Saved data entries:
───

PR #1989, opened 2023-05-25
Add `--message` and `--version` flags to the `app deploy` command

AniTumany:

Closes https://github.com/Shopify/develop-app-foundations/issues/314

### Measuring impact

### Checklist

### DIFF
--- a/.changeset/red-comics-call.md
+++ b/.changeset/red-comics-call.md
@@ -1,0 +1,5 @@
+---
+'@shopify/app': patch
+---
+
+Allows to set a message and a version identifier when releasing a new app version
--- a/packages/app/oclif.manifest.json
+++ b/packages/app/oclif.manifest.json
@@ -119,9 +119,23 @@
         "no-release": {
           "name": "no-release",
           "type": "boolean",
-          "description": "Deploy without releasing it to the users.",
+          "description": "Creates a version but doesn't release it - it's not made available to merchants.",
           "hidden": false,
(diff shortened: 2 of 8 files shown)


ani-shopify:
Still need to work on adding unit tests

mattnoakes (commented):
Looks good, Ani! Tophatting worked as expected when running `app deploy` with and without the `message` and `version` flags for an app with deployments enabled. However, when I run `app deploy` with the `message` flag (the `version` flag works) for an app with deployments disabled, I get this error:
29-51-ybv3y-0t7hs
Is it okay to error out in this case?

ani-shopify:
> However, when I run app deploy with the message flag (the version flag works) for an app with deployments disabled, I get this error:
image
Is it okay to error out in this case?


I looked at this briefly. The issue is that [the `Apps::Models::Deployments::CreateStub` operation gets a `message` argument which it doesn't expect](https://github.com/Shopify/shopify/blob/9ef4325587b101a9bd05115cfa3e2bb70c5916ac/components/apps/app/controllers/services/internal/deployments_controller.rb#L229). 

image

Which we can easily fix in the backend. But I wonder if we should expect Shopify Core to handle these exceptions and not blow on user's face. @gordonhirsch what are your thoughts?

mattnoakes (approved):
> what do you think about merging this in and fix that bug on the backend separately?

Sounds good! This looks great!

PR #3933, opened 2024-05-24
Pass Development Server flags down to theme environment

jamesmengo:
- https://github.com/Shopify/develop-advanced-edits/issues/205

Plumbing work for starting the development server 

### How to test your changes?
This doesn't do anything yet but you can `p test`


karreiro (commented):
Thank you, @jamesmengo!

I believe this PR is on the right path. We just need to remove the optional parameters (following what we decided with the previous PR), and then we can rebase and merge it :)

PR #3955, opened 2024-05-30
Transforms from remote to local can receive app configuration

shauns:

Includes https://github.com/Shopify/cli/pull/3956 

Pre-req for webhooks work

Changes the transform from remote to local for extensions to be given the wider app configuration too. This requires storing the app configuration on the ExtensionInstance.

Most of the PR (commit no. 2) is plumbing and filling gaps.

### How to test your changes?

TS/Linting will suffice, this doesn't actually use the new capability

### Measuring impact

### Checklist

### DIFF
--- a/packages/app/src/cli/models/app/app.ts
+++ b/packages/app/src/cli/models/app/app.ts
@@ -67,6 +67,8 @@ export const AppConfigurationSchema = zod.union([LegacyAppSchema, AppSchema])
  */
 export type AppConfiguration = zod.infer<typeof AppConfigurationSchema> & {path: string}
 
+export type AppConfigurationWithoutPath = zod.infer<typeof AppConfigurationSchema>
+
 /**
  * App configuration for a normal, linked, app. Doesn't include properties that are module derived.
  */
--- a/packages/app/src/cli/models/extensions/extension-instance.ts
+++ b/packages/app/src/cli/models/extensions/extension-instance.ts
@@ -48,7 +48,6 @@ export class ExtensionInstance<TConfiguration extends BaseConfigType = BaseConfi
   handle: string
   specification: ExtensionSpecification
   uid: string
-  appConfiguration: AppConfigurationWithoutPath
 
   get graphQLType() {
     return (this.specification.graphQLType ?? this.specification.identifier).toUpperCase()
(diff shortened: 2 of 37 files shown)


packages/app/src/cli/models/app/app.ts
```diff
@@ -67,6 +67,8 @@ export const AppConfigurationSchema = zod.union([LegacyAppSchema, AppSchema])
  */
 export type AppConfiguration = zod.infer<typeof AppConfigurationSchema> & {path: string}
 
+export type AppConfigurationWithoutPath = zod.infer<typeof AppConfigurationSchema>
```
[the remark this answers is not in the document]
shauns: It is a bit tricky. AppConfiguration encompasses having an app that is in the legacy/template state (the schema at the start of that file) as well as one in the more familiar form. Similarly an app/config can be loaded into that state too -- `AppInterface` wraps up config that can be in either format.

I'm trying to chip away at this and change so that the `Current...` config is the one most code sees, as in reality its a very narrow circumstance where we would actually want to work with with one of those old-style files now. The work in the `REDACTED` project will include (I think) a more opinionated app assembly process, where the constructed app is only ever in the up to date format. I'd like to see what breaks with that -- hopefully not much. Then we can simplify a hell of a lot of this.

As-is though, this is the right type to use because the config _can_ be in either format today.

packages/app/src/cli/models/extensions/extension-instance.ts
```diff
@@ -139,6 +142,8 @@ export class ExtensionInstance<TConfiguration extends BaseConfigType = BaseConfi
       const config = this.configuration as unknown as FunctionConfigType
       this.outputPath = joinPath(this.directory, config.build.path ?? joinPath('dist', 'index.wasm'))
     }
+
+    this.appConfiguration = options.appConfiguration
```
isaacroldan, line 146: It's a bit weird that each extension has a copy of the app configuration. Not sure how compatible this would be with `dev` where the app config can be updated, but it won't update every extension's copy 🤔

shauns: Hmm. I suppose an alternate would be to pass in the latest config when the deploy function runs? Or, reload the app when the configuration is changed at runtime -- I suppose this latter is more correct, there are other bugs you could experience if you have a modified configuration object but the appinterface is now out of date

shauns: Ok, will go for first option. I think we should think about how to wrap more of this access and mutation up in the app though. Like, we shouldn't be working with an isolated extension, or taking the config out of the app and changing it

PR #3960, opened 2024-05-31
add a root <Text> element to log files to fix wrapping (3.61 patch)

nickwesselman:
3.61 patch for #3959


shauns:
:shipit: ?

nickwesselman:
@isaacroldan This is a 3.61 patch though, do we need to apply the CI fix on this patch branch too?

isaacroldan:
Um, good point. I can remove the checks of node 18.12 for now as an alternative

isaacroldan:
Actually, those aren't required here. So you can merge 👌

PR #3966, opened 2024-06-03
Dynamic schema from contract

shauns:

Adds support for app config modules that are primarily validated by JSON Schema based contracts. Our first such module is used for custom data definitions.

Commit-by-commit is probably a good way to go through this, as there's some tidying happening too:
- `SpecsAppConfiguration` is no more, and we add `AppConfigurationUsedByCli`, which is a much narrower interface
- Extension specification schemas are no longer exposed, and methods provided instead to validate
- The loader function(s) are now more of a pipeline, which an app conifguration state method available, providing _just enough_ information to e.g. create a dev platform client, prior to loading the app proper. This is important: we need apps to only load having gone through a specification fetch.
- A JSON schema validator is added, with some support for matching Zod behaviour
- An error simplifier for union-style errors is added. It works well for structures that have e.g. a `type` key that acts as a discriminator
- Support for dynamic config entries via an env variable is dropped
- A new factory for modules that are contract based is added

### How to test your changes?

Add:
```
[metaobjects.author.fields]
name = "single_line_text_field"
```
to your config.

You should be able to deploy and `app info --json` this (the latter should have a data section), you should also be able to `link` and pull in the deployed config into the appropriate format.

Testing the contracts themselves is not currently possible as they're not available on the platform _just yet_.

### Measuring impact

### Checklist


packages/app/src/cli/models/app/app.test.ts
```diff
@@ -48,12 +47,6 @@ const CORRECT_CURRENT_APP_SCHEMA: CurrentAppConfiguration = {
     subpath: 'https://google.com',
     prefix: 'https://google.com',
   },
-  pos: {
-    embedded: false,
-  },
-  app_preferences: {
-    url: 'https://google.com',
-  },
```
isaacroldan, line 56: Why removed these?

packages/app/src/cli/utilities/json-schema.ts
```diff
@@ -0,0 +1,57 @@
...
+  merged: RemoteAwareExtensionSpecification & FlattenedRemoteSpecification,
+) {
+  if (merged.contract === undefined) {
+    return merged.parseConfigurationObject
+  }
+  const contract = JSON.parse(merged.contract)
+
+  const parseConfigurationObject = (config: object): ParseConfigurationResult<BaseConfigType> => {
+    // First we parse with zod. This may also change the format of the data.
+    const zodParse = merged.parseConfigurationObject(config)
```
isaacroldan, line 22: Is this initial parse with zod for cases where you need to get some top-keys from the app toml?
The top-keys are not included in the contract?

packages/app/src/cli/models/app/loader.ts
```diff
@@ -639,18 +598,12 @@ class AppLoader<TConfig extends AppConfiguration, TModuleSpec extends ExtensionS
...
-    const unusedExtensionInstances = unusedKeys.map((key) => {
-      // eslint-disable-next-line @typescript-eslint/no-explicit-any
-      const specConfiguration = {[key]: (appConfiguration as any)[key]}
-      return this.createExtensionInstance(key, specConfiguration, appConfiguration.path, directory)
-    })
-
-    // return all the non null extension instances, plus the unused ones
-    const nonNullExtensionInstances: ExtensionInstance[] = extensionInstancesWithKeys
+    if (unusedKeys.length > 0) {
+      throw new Error('Not all of the config was consumed')
```
isaacroldan, line 602: This error could be confusing for partners no?
Do we need to use all keys in the toml? should we show a better message if we aren't?

packages/app/src/cli/models/app/app.test.ts
shauns: They're not part of the config required by CLI -- the values were only set here -- and I figured the right shape for this object is to be minimal

packages/app/src/cli/models/extensions/specification.ts
```diff
@@ -173,6 +222,47 @@ export function createConfigExtensionSpecification<TConfiguration extends BaseCo
...
+    schema,
+    transformConfig: {
+      // outgoing config is already scoped to this module and passed directly along
+      forward(obj) {
+        return obj
+      },
+      // incoming config from the platform is included in app config as-is
+      reverse(obj) {
+        return obj
+      },
```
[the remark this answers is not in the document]
shauns: `createConfigExtensionSpecification` has default transformations that are a little different, so it's here to override those. If you don't provide any, the default transformations take over.

I guess one of the transformation approaches needs to be the default? Or am I misunderstanding your commend?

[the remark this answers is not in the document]
shauns: Yeah, the current default is to do some flattening. I don't mind changing it at all. It'll just mean updating the callers for the current config modules. That's no trouble. Your call!

isaacroldan (approved):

───

Exercise prompt: Search the data above for the word "default" and count the lines where it appears. Only the number should be given.

Solution: 3